Are We Middle Class, Or Just Faking It?

Seven in 10 (70%) American adults aged 18+ consider themselves part of the middle class, according to new findings from insurance company Northwestern Mutual’s 2017 Planning & Progress Study.

This compares interestingly to analysis of government data by the Pew Research Center showing that the number of middle-income households in the United States has been dropping for four decades, and made up only 50% of the U.S. adult population in 2015, down from 61% in 1971.

The key to that discrepancy may lie in the way Americans perceive what it means to be part of the middle class.  According to the Northwestern Mutual study:

• 84% of American adults say that one defining element of the middle class is based on income or assets. More than half of those who identified as middle class in the study have household incomes ranging from $50,000 to $125,000 annually.

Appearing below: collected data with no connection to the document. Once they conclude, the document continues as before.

PR #593, opened 2019-12-13
OVDB-136: Various VDB Point Changes

danrbailey:
* Adding `GroupWriteHandle::setUnsafe()` for faster performance when group is in-core and non-uniform
* Deleted some point methods that have been deprecated for more than a year now
* Added UniquePtr aliases to many of the convenience classes
* Tidied up some documentation in AttributeArray to remove mentions of in-memory compression


Idclip:
@danrbailey I've noticed through syncing VDB here that these deprecated methods that were removed do not appear in the change logs. Can you add these? Perhaps it doesn't have to be explicit, but it should definitely be mentioned

danrbailey:
> @danrbailey I've noticed through syncing VDB here that these deprecated methods that were removed do not appear in the change logs. Can you add these? Perhaps it doesn't have to be explicit, but it should definitely be mentioned

Sure, I've added this on to #590

PR #594, opened 2019-12-14
Verbify Platonic SOP

danrbailey:


danrbailey:
> That looked suspiciously easy :>

Indeed! Four left - Create, Rasterize Points, Read, Write. I think only Rasterize Points will be difficult from that list.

• 70% of Americans say that lifestyle and perspective are also defining elements of the middle class.

“This research clearly shows that those who consider themselves part of the middle class in America see beyond just income levels and identify with something greater,” said Rebekah Barsch, vice president of planning, Northwestern Mutual.  “When you dig into the attitudes and behaviors of the middle class, you find it’s an optimistic group with a strong sense of financial responsibility.”

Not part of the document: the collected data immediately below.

PR #1875, opened 2026-09-21
feat: redesign script editor toolbar

dgzlopes:

This PR redesigns the script editor toolbar by:
- Moving k6 version selection to the script editor itself.
- Adding a help menu (load example/docs).
- Adding an AI-assisted generation entry point.
- Adding an expand button for the editor.

This consolidates the existing feature set and makes it easier to ship new experiments (e.g., Playwright) faster.

https://github.com/user-attachments/assets/5c773e6a-3010-4f31-9b00-cd2d956ea8e3

Related Slack thread: https://raintank-corp.slack.com/archives/C0C1TQQ98F9/p1790012128810089


dgzlopes:
bugbot run

src/components/Checkster/components/form/generic/GenericScriptField.tsx
```diff
@@ -45,8 +53,46 @@ export function GenericScriptField({ field }: GenericScriptFieldProps) {
...
+      className={cx(
+        css`
+          & > div[data-fs-element='Code editor'] {
+            flex: 1 1 0;
+            overflow: visible;
+          }
+          & > div > div {
+            min-height: unset; // code editor
+          }
+        `
```
ckbedwell: 🤮 Can we make this cleaner? At the least put it in styles block with the other classes and put a note in that it is abusing child styles. Can we just add these styles to the code editor or have an injection prop to handle this usecase?

src/components/CodeEditor/CodeEditor.tsx
```diff
@@ -260,12 +271,17 @@ export const CodeEditor = forwardRef(function CodeEditor(
       ${containerStyles};
       height: ${editorHeight}px;
       min-height: ${MIN_EDITOR_HEIGHT}px;
+      resize: vertical;
+      overflow: auto !important;
+      // Outer wrapper already draws the frame; drop Grafana's default inner one.
+      border: none !important;
+      border-radius: 0 !important;
```
ckbedwell: Do we need the `!important`s here? Is there no another way to handle this?

src/components/Checkster/components/form/generic/GenericScriptField.tsx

According to the research:

• Single Americans are less likely to consider themselves middle class— 57% of single men and 59% of single women say they’re middle class vs 85% of non-single men and 74% of non-single women. Additionally, the overall percentage of single Americans in the middle class dropped fairly significantly in the last five years — 67% of single men and 62% of single women said they were middle class five years ago compared to 57% and 59% respectively who say the same today.

• Most mobility into the middle class has been upward— Among those who say they are middle class today but weren’t five years ago 8 in 10 say they were either “lower middle class” (40%) or “low income” (43%).

• The middle class majority spans generations— Americans were far and away most likely to say their parents were middle class (44% vs. 27% who said lower middle class, 14% who said low income, 13% who said upper middle class and 2% who said wealthy).

• Overall numbers are flat— 70% of Americans consider themselves middle class today, and a nearly identical number (71%) thought they were middle class five years ago.

Interesting findings. Is there an objective standard of what is considered “middle class”? The Pew data suggest it is about middle income status, but many Americans add in lifestyle and perspective as additional attributes. We all know people who “make less but live well”, don’t we?

Still, we all want to have a certain sense of security about the future, and many Americans have seen that slip away in recent years. The only true answers to questions of what it means to be middle class, are the ones you define for yourself.